━━━ Material for the task ━━━

PR #355, opened 2026-08-17
Add Azure AI Foundry TabPFN client with thinking-mode support

safaricd:
Introduces the Azure AI Foundry TabPFN client (`TabPFNClassifier` / `TabPFNRegressor`) with thinking-mode support and hosted-client-compatible `predict` output shapes.

### DIFF
--- a/pyproject.toml
+++ b/pyproject.toml
@@ -4,7 +4,7 @@ build-backend = "hatchling.build"
 
 [project]
 name = "tabpfn-client"
-version = "0.4.1"
+version = "0.4.2"
 requires-python = ">=3.10"
 
 description = "API access for TabPFN: Foundation model for tabular data"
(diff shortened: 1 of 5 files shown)


ggprior (dismissed):
LGTM, but do you have an exmaple of the inconsistency that was reported, i.e. a diff in return type before & after this change? Hard to tell otherwise

safaricd:
@ggprior here's what was reported by Bosch:
> The issue was with .predict of tabpfn-client, specific to foundry. In standard tabpfn result = model.predict(Xtest, output_type="full") returns a result variable which is a dictionary with keys like "mean", "median", etc.
> In tabpfn-client, they do something weird, if I call result = model.predict(Xtest, output_type="full"), the result is a 0-dim numpy ndarray, with a dictionary as the only element. Internally they are doing return np.asarray(result["prediction"]) inside the predict function!
> I then have to do result = result.item() to recover back the standard dictionary form and then continue as usual.
> Also in the tabpfn-client, the criterion variable is missing. It is used, for the bar distribution plot, to compute the variances, like you had showed me. See below the output dictionary for tabpfn3-client and local tabpfn2.2

ggprior (approved):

━━━

● Aim of the task: For every line above that holds the word "client", report the whole line.

● Reply to the task:
Add Azure AI Foundry TabPFN client with thinking-mode support
Introduces the Azure AI Foundry TabPFN client (`TabPFNClassifier` / `TabPFNRegressor`) with thinking-mode support and hosted-client-compatible `predict` output shapes.
 name = "tabpfn-client"
> The issue was with .predict of tabpfn-client, specific to foundry. In standard tabpfn result = model.predict(Xtest, output_type="full") returns a result variable which is a dictionary with keys like "mean", "median", etc.
> In tabpfn-client, they do something weird, if I call result = model.predict(Xtest, output_type="full"), the result is a 0-dim numpy ndarray, with a dictionary as the only element. Internally they are doing return np.asarray(result["prediction"]) inside the predict function!
> Also in the tabpfn-client, the criterion variable is missing. It is used, for the bar distribution plot, to compute the variances, like you had showed me. See below the output dictionary for tabpfn3-client and local tabpfn2.2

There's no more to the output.